[Start of section]

PR #358, opened 2024-05-17
feat: Disallow unexpected fields in events

stbrody:


event/src/unvalidated/event.rs
```diff
@@ -50,6 +50,7 @@ impl<D> From<signed::Envelope> for RawEvent<D> {
 
 /// Time event
 #[derive(Debug, Serialize, Deserialize)]
+#[serde(deny_unknown_fields)] // TODO Should this be here?
```
stbrody, line 53: Time events feel different than data and init events because they'll generally be created by the protocol (C1 nodes or the CAS) rather than by users of the protocol.  So maybe it makes sense to be looser in what we expect here so it's easier for us to make additive changes to the events in the future without breaking older nodes?

On the other hand, nothing stops users from making their own TimeEvents and publishing them, in which case issues with field name collisions could still happen.

I'm conflicted, probably leaning slightly towards not adding this directive and keeping validation looser here, but could be easily swayed if anyone thinks it's worth locking it down now.

event/src/unvalidated/signed.rs
```diff
@@ -116,6 +116,7 @@ impl<D: serde::Serialize> Event<D> {
 
 /// A signed event envelope.
 #[derive(Debug, Serialize, Deserialize)]
+#[serde(deny_unknown_fields)] // TODO Should this be here?
```
stbrody, line 119: since these structures come more from the JWS spec than from anything we control, it seems like maybe we'd be better off being loose here in what we accept

stbrody (commented):
Made the PR with adding the directive to restrict extra fields every place that it *might* make sense to put it (that I could find at least), but I left a few comments of places where it might be better to not actually add it.  Would like to get some additional opinions on those places.

event/src/unvalidated/event.rs
```diff
@@ -18,7 +18,7 @@ pub enum Event<D> {
 
 /// Ceramic Event as it is encoded in the protocol.
 #[derive(Serialize, Deserialize)]
-#[serde(untagged)]
+#[serde(untagged, deny_unknown_fields)]
```
dav1do, line 21: I'm not convinced we want to be this strict. I'm trying to articulate/think through it so bear with me. Some of it is probably that the events/schemas aren't self describing. 

I think doing this will basically make it impossible to be an old node on the network, as no one will be able to talk to you if we ever added a new field (you'll reject every event they send you).

I think it may make sense to have 2 versions (one for API ingest and one for sync). We could reject anything coming in on the API outright, but we shouldn't do that to peers if they are running a newer version of the protocol than we are. It feels like this makes everything a hard fork. I'd be happy to be wrong about this so shoot me down 😄.

stbrody: Agreed this is a problem, going to need a different approach

stbrody:
Closing this PR.  Will put up a new one that only enforces the no extra fields constraint for events received via the http api, but continues to accept events with unexpected fields if they are learned via recon.

PR #362, opened 2024-05-20
chore: Deserialize CAR into Event before extracting EventID

stbrody:
There should be no functional changes here, just code refactoring.

This PR splits the `event_id_from_car` function into two phases: first parse the CAR data into an Event struct, solely based on the data in the car without any reliance on the blockstore.  Then, given the Event struct and access to the blockstore, get the EventID.  This is setting the groundwork to be able to add the code that re-serializes the Event struct back into a CAR file to compare the bytes and ensure that no extra fields are present.

### DIFF
--- a/api/src/server/event.rs
+++ b/api/src/server/event.rs
@@ -10,19 +10,26 @@ use tracing::debug;
 
 use crate::AccessModelStore;
 
-// Helper function to construct an event Id from CAR data of an event
-// We should likely move this closer to where its needed but this is good enough for now.
+// Helper function to construct an event ID from CAR data of an event coming in via the HTTP api.
 pub async fn event_id_from_car<R, S>(network: Network, reader: R, store: &S) -> Result<EventId>
 where
     R: AsyncRead + Send + Unpin,
     S: AccessModelStore,
+{
+    let (event_cid, event) = event_from_car(reader).await?;
+    event_id_for_event(event_cid, event, network, store).await
+}
+
+async fn event_from_car<R>(reader: R) -> Result<(Cid, unvalidated::Event<Ipld>)>
+where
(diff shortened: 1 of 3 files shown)


event/src/unvalidated/signed.rs
```diff
@@ -36,6 +36,26 @@ impl<D: serde::Serialize> Event<D> {
         )
     }
 
+    /// Factory for building an Event.
+    pub fn new(
```
dav1do, line 40: I started debating if we want to have a public new function like this (or if we could calculate the CIDs ourselves to avoid some potential errors), but we're going to have to turn it into a validated event at some point, which will involve checking all the CIDs and signatures, so it seems fine.

api/src/server/event.rs
```diff
@@ -10,76 +10,138 @@ use tracing::debug;
...
         }
-        unvalidated::RawEvent::Unsigned(event) => (event_cid, event),
-    };
+        unvalidated::RawEvent::Unsigned(event) => {
+            Ok((event_cid, unvalidated::Event::Unsigned(event)))
+        }
+    }
+}
 
+async fn event_id_for_event<S>(
```
dav1do, line 77: It might be nice to consolidate some of the behavior here with the service crate, which is now implementing `AccessModelStore` (aside: that should really be renamed to events or something) to have a shared `store -> &[u8] -> event` flow but no need to do it now.

dav1do (approved):
LGTM. A couple musings but nothing to do now.

api/src/server/event.rs
stbrody: on the naming piece, I through together https://github.com/ceramicnetwork/rust-ceramic/pull/365 to rename the traits to InterestStore and EventStore.

PR #364, opened 2024-05-21
feat: adjust prom metrics to capture path info and status codes 

dav1do:
Added a middleware to capture all http requests status code, path and method in prometheus. In order to avoid blowing up prom with millions of labels, we rewrite a few known routes. This deletes the previous trait middleware metric handling and just relies on this for kubo and api http servers. I left store metrics alone as they provide additional useful visibility.

Example: `rate(http_api_requests_total{k8s_pod_name="ceramic-0-0"}[$__rate_interval])` includes capturing 500s when something goes wrong (like someone deleting the db for lulz)

image


one/src/http.rs
```diff
@@ -126,3 +131,95 @@ where
...
+        &mut self,
+        cx: &mut std::task::Context<'_>,
+    ) -> std::task::Poll<Result<(), Self::Error>> {
+        self.inner.poll_ready(cx)
+    }
+
+    fn call(&mut self, req: Request<Body>) -> Self::Future {
+        let start_time = Instant::now();
+        let method = req.method().clone();
+        let path = req.uri().path().to_string(); // strip query args
```
dav1do, line 164: remove comment (path doesn't have query params)

one/src/http_metrics.rs
```diff
@@ -15,34 +11,30 @@ use prometheus_client::{
...
+    method: String,
+    path: String,
+    status: u16,
+}
+
+impl HttpMetrics {
     /// Register and construct Metrics
     pub fn register(registry: &mut Registry) -> Self {
-        let sub_registry = registry.sub_registry_with_prefix("ceramic_api");
+        let sub_registry = registry.sub_registry_with_prefix("http_api");
```
dav1do, line 37: open to a better name (e.g. ceramic_api) but I tried to avoid the existing sub registries I was going to delete

one/src/lib.rs
```diff
@@ -497,32 +498,32 @@ impl Daemon {
...
+        let kubo_rpc_service =
+            http::MakeMetricsService::new(kubo_rpc_service, http_metrics.clone());
+        let ceramic_service = http::MakeMetricsService::new(ceramic_service, http_metrics);
 
         // Compose both services
         let service = http::MakePrefixService::new(
             ("/ceramic/".to_string(), ceramic_service),
             ("/api/v0/".to_string(), kubo_rpc_service),
         );
+        // let service = http::MakeMetricsService::new(service, Arc::new(http_metrics));
```
dav1do, line 526: clean up

3benbox (approved):
Amazing!

PR #365, opened 2024-05-22
chore: Rename store traits to InterestStore and EventStore

stbrody:


api/src/server.rs
```diff
@@ -130,8 +130,9 @@ impl TryFrom<models::Interest> for ValidatedInterest {
     }
 }
 
+/// Trait for accessing persistent storage of Interests
 #[async_trait]
-pub trait AccessInterestStore: Send + Sync {
+pub trait InterestStore: Send + Sync {
```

[End of section]

▶ _TASK OBJECTIVE_
Starting with the first line of the entries, transcribe every line up to and including the one with "stbrody, line 53: Time".

▶ _ANSWER_
PR #358, opened 2024-05-17
feat: Disallow unexpected fields in events

stbrody:


event/src/unvalidated/event.rs
```diff
@@ -50,6 +50,7 @@ impl<D> From<signed::Envelope> for RawEvent<D> {
 
 /// Time event
 #[derive(Debug, Serialize, Deserialize)]
+#[serde(deny_unknown_fields)] // TODO Should this be here?
```
stbrody, line 53: Time events feel different than data and init events because they'll generally be created by the protocol (C1 nodes or the CAS) rather than by users of the protocol.  So maybe it makes sense to be looser in what we expect here so it's easier for us to make additive changes to the events in the future without breaking older nodes?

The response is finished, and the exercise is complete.